The Curly Tail is closing at the end of the year.
Let’s get real.
Costs exploded like a Texas Tw***ie in the microwave. And competition in this town? Oh, honey… they don’t stay in their lane. They stomp on toes, steal ideas, and act shocked when someone notices. Running a restaurant is already hard, but running it while trying to stay in your lane and be different when nobody else does it brutal. Plus our landlord negotiations fell apart like a poorly wrapped Texas Tw***ie.
But yes, the restaurant with the menu 'funnier than your uncle at Thanksgiving' is calling it quits.
Yes we know, the menu was ridiculous. Possibly inappropriate. Definitely unforgettable. Just the way life should be!
Fat Kid Salad—the only salad that ever understood you
Every time you ordered Ribbed for Her Pleasure with a straight face. Not to mention when we had to explain to Kodi why everyone giggled a little when they ordered it.

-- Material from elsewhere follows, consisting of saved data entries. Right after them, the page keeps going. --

PR #649, opened 2024-03-06
Further simplified subwordread muxing

davidharrishmc:


ross144:
Isn't changing '0 to 0 going to cause a width mismatch? 0 is always 32-bits wide.

davidharrishmc:
It causes a width issue when passed as a parameter, but does the right thing when assigned to a variable.

Chapter 4 recommends using 0 instead of ‘0 and I figured the code should match the text.  0 also seems more readable.  It’s inconsistent with ‘1 or ‘x, but those are less common cases.

PR #659, opened 2024-03-08
Use correct version of riscv-gnu-toolchain and Fix Typo with ECA email

Karl-Han:
## Summary of Work

- As mentioned in #296, the master branch version is causing the problem of illegal operation as the change of binutils's version. I make modifications to change the `bin/wally-tool-chain-install.sh`.
- Found one typo in `Makefile`


ross144:
I thought it was the master branch of the gcc tool chain, not sail-riscv which caused issues with the la instruction.

Karl-Han:
As shown in the [submodule difference](https://github.com/riscv-collab/riscv-gnu-toolchain/compare/2023.12.20...2024.02.02) from the working version and the problematic one, I don't think gdb and binutils are causing the problem of assembly.

ross144:
I thought it was binutils which was causing the issue. Version 2.42 has the la bug.  tag 2023.12.20 of the gnu toolchain uses binutils version 2.41 but the later versions use 2.42.

davidharrishmc:
Why does this PR specify a certain version of Sail?

PR #663, opened 2024-03-11
Crypto Hardware Formatting and Simplification

davidharrishmc:
Lots of work to format the crypto extension units, and some minor optimization.
Added a few missing test cases.


davidharrishmc:
The changes now share logic between AES middle/final rounds and between encrypt and decrypt and with RV64 key schedule instructions, reducing AES area by more than 50%.

There is still a bit of optimization to be done.  One sbox should be shared between aes64e encryption and aes64ks1i key scheduling.

Also much of the sha logic can be shared between instructions, such as the XORs and sign extension.

PR #671, opened 2024-03-13
Increase number of jobs in riscof to speedup building.

Karl-Han:


ross144:
Is there a way we can make this platform dependent, similar to how make does --jobs?

Karl-Han:
I don't think so as I check the help from RISCOF:
```shell
$ riscof run --help
    INFO | ****** RISCOF: RISC-V Architectural Test Framework 1.25.3 *******
    INFO | using riscv_isac version : 0.18.0
    INFO | using riscv_config version : 3.14.3
Usage: riscof run [OPTIONS]

  Run the tests on DUT and reference and compare signatures

Options:
  --suite PATH     Path to the custom Suite Directory.  [required]
  --env PATH       Path to the env directory for the suite.  [required]
  --config PATH    The Path to the config file. [Default=./config.ini]
  --work-dir PATH  Path to the work directory.
  --no-browser     Do not open the browser for showing the test report.
  --dbfile PATH    The Path to the database file. NOTE: This argument is
                   mutually exclusive with  arguments: [testfile].
  --testfile PATH  The Path to the testlist file. NOTE: This argument is
                   mutually exclusive with  arguments: [dbfile].
  --no-ref-run     Do not run tests on Reference
  --no-dut-run     Do not run tests on DUT
  --no-clean       Do not clean work directory(if exists).
  --help           Show this message and exit.
```

And I think it should be done with `config.ini` since it is the main input for RISCOF. 

Maybe I will put all the configuration in one place, for example, `.env` with python to configure the all the tools, or global environment.

davidharrishmc:
Four sounds like a reasonable number of tasks given that most servers will have 8-16 cores now.

davidharrishmc:
38 minutes on chips before this PR.
12 minutes after.
Big improvement!

PR #672, opened 2024-03-13
Eliminate posedge clk

Karl-Han:
- $finish is required for Verilator while causing problem in QuestaSIM
    - use macro to conditional compile the $finish and $stop for different simulator
- Testbench is running much slower in verilator
    - My intuition for the modification is that I am trying to eliminate unnecessary operations, and I found that the loading and validating the test is included inside a always block.
    - as it turns out, this solution eliminates the problem and it runs faster on verilator than QuestaSIM


davidharrishmc:
Replaced by #704.

PR #673, opened 2024-03-14
Adding argparser to nightly_build.py in addition to minor updates

Thomas-J-Kidd:
nightly_build.py got a makeover through adding logger and argparser. I continued to add try and except statements to help prevent crashes and no error logging. 

argparser now allows you to specify path, repository, which tests to make, and to send an email or not. 

I edited the README.md to show how to add a cronjob

I updated the wrapper script to match the new argparser functionalities. 

Please squash my commit because some of them are old and reverted.


davidharrishmc:
What do you mean by squash your commit?  Do you want this PR committed?

Thomas-J-Kidd:
I though there was a feature where my many commits can be combined into just 1? I only said this because some of my commits are merges or reverts which dont really add value to the commit history. I am not sure how important that is, thats why I mentioned it. 

If it is not a big deal, then its okay. I would love this PR to be committed :) !

ross144:
Squash means converting all of the commits in the pull request into a single commit.  I'm generally not a fan of squashing because it hides the true history of how the code was developed.  However if there are truly undesired intermediate changes which are not part of the final commit then squashing can be useful.  For example if a large fill was accidentally added and then removed it would still be part of the history and take up space in the git repo.  Since squashing combines all the commits into a single commit its it behaves as if the file was never added.

For this pull request I prefer we just merge.

PR #677, opened 2024-03-16
VCS 

Divya2030:


davidharrishmc:
Divya, this PR has more than 100 commits to 94 files.  I don't think you are trying to change all these files.  It looks like they are an artifact of a merge that you have done.

Could you cancel this PR and reissue it with just the changes you are intending to make?  

You may need to do a "git pull upstream main" to update your clone of your fork, and then apply the changes you intend, and then commit those changes.  Let me know if you have any problems.

davidharrishmc:
Also, it's good to make the PR into the main branch of CVW instead of a vis branch, as long as you've tested you won't break anything. You may have to close this PR and reissue to the main branch.

ross144:
This is my fault i created the vcs branch as I didn't want to merge in that temporary file with the empty module.  We should synth this branch. I'll make a pull request and then the diff will look more reasonable.

ross144:
Ok I made the fast forward pull request. This should reduce the number of diffs in this pull request.  If we are happy with your changes.  Lets go ahead and merge into the main branch.

davidharrishmc:
Now there's a conflict, and I think we need to change the target to the main branch.

ross144:
The only thing I see missing the copy right and authorship on the two script files. Can you add these? You can base this off of any of the system verilog file?

ross144:
And yes I now agree with David we should just change the target to the main branch.

PR #718, opened 2024-04-08
Putting Toolchains and Regression inside Docker with Scripts

Karl-Han:
There are two parts in this PR:

- Dockerfiles/Container/Commandline for
    - Open-Source Toolchains including buildroot
    - Automatic Regressions within Docker
- Easy-to-use scripts
    - main start-up script: `start.sh` to start the command line within container
    - assistive scripts: not intended to be used directly but for reference
        - `get_images.sh`: get necessary Docker images by fetching (default)
        - `run_regression.sh`: used in automatic regression

See [Dockerfiles README](https://github.com/Karl-Han/cvw/tree/docker/docs/docker#readme) for detailed documentations.

Please try it out and give me some feedbacks on better documentations and easier start-up script.


ross144:
Why does docker need a copy of the buildroot configs and many of the linux script files?

Karl-Han:
It is impossible to make docker to follow the symbol link and copy the files.
> https://stackoverflow.com/questions/31881904/docker-follow-symlink-outside-context

Therefore, I wrote a short python script `get_buildroot_testvector.py` to copy those folders from relative path if you want to build it. And `get_images.sh` is the script that will invoke it if the user explicitly specifies building `wallysoc/toolchains_wally`.

PR #722, opened 2024-04-09
Fixed path in run-imperas-linux.sh to match new sim structure

slmnemo:


davidharrishmc:
For now, just move run-imperas-linux into the questa directory.  It's questa-specific, so it should go in that simulator's directory.

Soon @ross144 is planning to unify the Linux testbench and this will go away.

PR #737, opened 2024-04-16
Fixed code coverage for regression-wally

ross144:
- Fixed insert_debug_comment.sh to work with the older version of bash.
- Patch makefile in embench to use wsim.
- Fixed regression-wally so it actually produces covereage reports.
- Fixed makefile and regression-wally so that code coverage now works.

### DIFF
--- a/bin/regression-wally
+++ b/bin/regression-wally
@@ -208,7 +208,7 @@ def addTests(tests, sim):
             gs = test[3]
         else:
             gs = "All tests ran without failures"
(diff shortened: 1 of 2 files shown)


davidharrishmc:
This is good to have.

Do you think questaCoverage belongs in another Makefile within the sim/questa directory?

davidharrishmc:
Can you make an issue or track somehow.  Merged.

PR #738, opened 2024-04-17
Added full Linux boot to regression-wally

slmnemo:
Added logfile and overwrite variables to TestCase tuple to decouple log output from files regression searches. Searchfile added to testcase list format, creating tests format 

`[config, name, args, grepstr, log location]` 

We may prefer to add the overwrite to this tests format with the log location such that

`[config, name, args, grepstr, [log location, overwrite]]`

Instruction Limit is currently at 600M. Not sure if this is adequate for a full Linux boot.


davidharrishmc:
What motivated changing INSTR_LIMIT to 4000000?  Does that make buildroot the slowest test suite during normal regression?  We don't want to slow down regression if we can help it.

Some of the regression testing had been hacky and difficult to understand.  We tried to do a bunch of cleanup.  Think carefully as you are extending it so we don't get hacky again.

tests_buildroot is confusing in that it's not distinguished from the regular buildroot sim.  Would it make sense to rename to tests_buildrootboot?

I think there are two logfiles involved in simulations with peripherals.  One reports all of the stuff that would normally go to the screen during sim, and the other is just UART output.  Your new code isn't clear to me whether it is related to UART, both, or neither.

slmnemo:
Ok, so I thought about it and I think this implementation should be much better. I've separated the logfile searched from the sim_log when a specific logfile is input. Otherwise the logfile just receives sim_log in addTests(). 

I also moved the log piping to the cmd defined in each testcase from where it was in run_test_case(). This adequately separates the logfile from the simulation log allowing us to search it.

PR #739, opened 2024-04-17
Add extra path to search for deriv/buildroot

Karl-Han:


davidharrishmc:
I like where this is going.  

Should the config files also be in the DEPENDENCIES?  Can we refactor DEPENDENCIES so that the same files aren't typed twice there and in INCLUDE_PATH or SEARCH_PATH such that we might change one and forget to change the other?

Karl-Han:
- DEPENDENCIES are specific configuration files that any modification will incur recompilation.
- INCLUDE_PATH are paths that the compiler should search for files.

These are different things. Even though there are some intersections between these two and it is possible to do so, it complicates things. Instead, writing comments or docs for the meaning is a better choice, and those who want to make modifications should be able to achieve their goal by reading comments and docs.

PR #44, opened 2014-03-29
add close unmodified context menu

gschrader:
My common workflow is poking around in a bunch of other files to figure something out and then want to get back and focus only on what I've changed.
close-unmodified


simon04:
May I comment on this old issue w.r.t. "Close Unmodified".

IntelliJ IDEA also calls it "Close Unmodified". However other than Atom, IntelliJ automatically saves files after any modification. So there's no ambiguity in the label.

Anyhow this is my favourite closing mode to quickly get rid of all (no longer) relevant tabs.

Issue #109, opened 2015-01-24
Suggestion: Hide tab bar when only 1 tab is open


modest:
Would be a nice config option, at least.  This follows the behavior of many other tabbed Mac apps such as Safari.

![screen shot 2015-01-24 at 3 30 04 pm](https://cloud.githubusercontent.com/assets/990299/5889467/feea1cc4-a3dd-11e4-93b4-a67a9d375b62.png)
![screen shot 2015-01-24 at 3 30 24 pm](https://cloud.githubusercontent.com/assets/990299/5889468/0200318c-a3de-11e4-8535-57abf33e2ac0.png)

simurai:
@modest Are you thinking of changing this behaviour for all themes? Or just the one in your screenshot, I believe it's Atom Light UI.

The [Unity UI](https://atom.io/themes/unity-ui) theme does it like that:

![screen shot 2015-01-25 at 10 48 01 am](https://cloud.githubusercontent.com/assets/378023/5889853/a95f842c-a47f-11e4-8ad3-5eacbe5426b2.png)

And maybe more. It's probably better to leave it up to the theme to decide.

benogle:
Closing as this is a theme related issue. Unity ui does what you would like.

modest:
Sorry, screenshot was misleading.  Replaced with the right before & after picture.  Unity is unrelated.

benogle:
This is unlikely to be added to core. Maybe one could create a theme that hides the tab bar when there is only one tab.

simurai:
hey, "there is a package for that™": https://atom.io/packages/one-tab

ps. had reload Atom after installing, but after it works fine

modest:
Since this is fairly standard default behavior across tabbed apps (see: TextMate, Finder, Safari, Transmit), it might be reasonable to include this in the core tabs package, at least as a setting :)  Gave it my best shot.

PR #111, opened 2015-01-27
Add support for hiding bar when ≤1 tab (#109)

modest:
Introduces user setting "Hide Tab Bar When Only One Tab Is Open" (#109)

screen shot 2015-01-26 at 10 53 37 pm

screen shot 2015-01-26 at 10 54 21 pm

### DIFF
--- a/lib/tab-bar-view.coffee
+++ b/lib/tab-bar-view.coffee
@@ -51,7 +51,7 @@ class TabBarView extends View
 
     @subscriptions.add atom.config.observe 'tabs.tabScrolling', => @updateTabScrolling()
     @subscriptions.add atom.config.observe 'tabs.tabScrollingThreshold', => @updateTabScrollingThreshold()
-    @subscriptions.add atom.config.observe 'tabs.hideTabBarWhenOnlyOneTabIsOpen', => @updateSingleTabBehavior()
+    @subscriptions.add atom.config.observe 'tabs.hideTabBarWhenOnlyOneTabIsOpen', => @updateTabBarVisibility()
 
     @updateActiveTab()
 
@@ -113,7 +113,7 @@ class TabBarView extends View
     @updateTabBarVisibility()
 
   updateTabBarVisibility: ->
-    if @hideTabBarWhenOnlyOneTabIsOpen and not @shouldAllowDrag()
+    if atom.config.get('tabs.hideTabBarWhenOnlyOneTabIsOpen') and not @shouldAllowDrag()
       @element.classList.add('hidden')
     else
       @element.classList.remove('hidden')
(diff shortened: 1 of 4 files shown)


50Wliu:
If this is the default for most Mac programs, then I guess the default could be changed to `process.platform is 'darwin'`, right?

lib/tab-bar-view.coffee
```diff
@@ -104,12 +105,20 @@ class TabBarView extends View
     else
       @element.appendChild(tab)
     tab.updateTitle()
+    @updateTabBarVisibility()
 
   removeTabForItem: (item) ->
     @tabForItem(item)?.destroy()
     tab.updateTitle() for tab in @getTabs()
+    @updateTabBarVisibility()
     return
```
benogle: This return can be removed because we no longer have a look at the end of the function

benogle:
Looks legit, i'd rather leave the default to false rather than true on macs.

modest:
I'm fine with defaulting to false on OS X.  Even though some major Mac apps follow this behavior (e.g. Finder, Safari, TextMate, Transit), there are others that choose to always show tabs (Chrome, Firefox).

There are also minor limitations to functionality when the tab bar is hidden, mainly around drag & drop:
* A tab in a 1-tab window cannot be moved to another window.
  * Same limitation exists in the implementations mentioned above.
* A tab from another window cannot be moved into a 1-tab window.
  * This limitation exists because the only drop target for tabs is the tab bar (in Atom).  Unlike other apps, Atom does not support dropping tabs onto the main window area.

So default=false is reasonable.

lib/tab-bar-view.coffee
```diff
@@ -315,6 +324,10 @@ class TabBarView extends View
     else
       @off 'wheel'
 
+  updateSingleTabBehavior: ->
+    @hideTabBarWhenOnlyOneTabIsOpen = atom.config.get('tabs.hideTabBarWhenOnlyOneTabIsOpen')
```
kevinsawicki: Might be worth it to just check `atom.config.get('tabs.hideTabBarWhenOnlyOneTabIsOpen')` in the `updateTabBarVisibility` if check, this instance variable seems only used there so it could then this line could be removed.

modest: Fixed

lib/tab-bar-view.coffee
modest: Fixed

kevinsawicki:
Cool, thanks for making the updates, this will be included in the next Atom release, 0.177

simurai:
Instead of

screen shot 2015-01-28 at 11 58 53 am

should it use a shorter title and add a longer description? Something like:

screen shot 2015-01-28 at 11 59 08 am

modest:
That's a reasonable option. The current name is clear but admittedly verbose.

What about inverting it and describing the positive state?  This feels vague familiar:

"[√]  Always Show Tab Bar
Shows the Tab Bar when only 1 tab is open"

benogle:
I like that verbiage @modest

Sweet Baby Cheesus—worshipped in ways that is probably illegal in three states
When my dad said he had a hard time calling in and saying 'I need a Smoking Hot Chick' lol
Apple Butter Jeans—Boots with the fur optional but encouraged.
Schweddy Balls - the sandwich that made grown adults snort-laugh when ordering it.
That laughter, that trust, that willingness to fully commit to ridiculousness—y'all are our people!
IMPORTANT TAIL BUSINESS
• USE YOUR GIFT CARDS. Don't let them live forever in your wallet next to expired coupons and mystery receipts.
• Yes, we’re open until the end of the year. After that, those gift cards will just be fancy pieces of plastic with emotional value.
To our customers: you made every chaotic lunch worth it. You laughed, you ate, you came back, and you reminded us that food isn’t just fuel—it’s joy.
To our staff: you are gods and goddesses of chaos control, keeping this place alive while making it feel like magic. Legends does not even begin to cover it.
We’re sad, proud, exhausted, and deeply relieved to never have to explain the menu again. We’re also thrilled that we got to do it all our way: loud, ridiculous, unapologetic, and full of love. Let me be clear, this restaurant was not a fail, reality just showed up with a calculator. We may try again in a different location, but it will be a few months.
Come eat one more time. Cry if you want. Laugh until someone questions your life choices.
But remember this: this was The Curly Tail—a little savage, a little messy, and 100% unforgettable.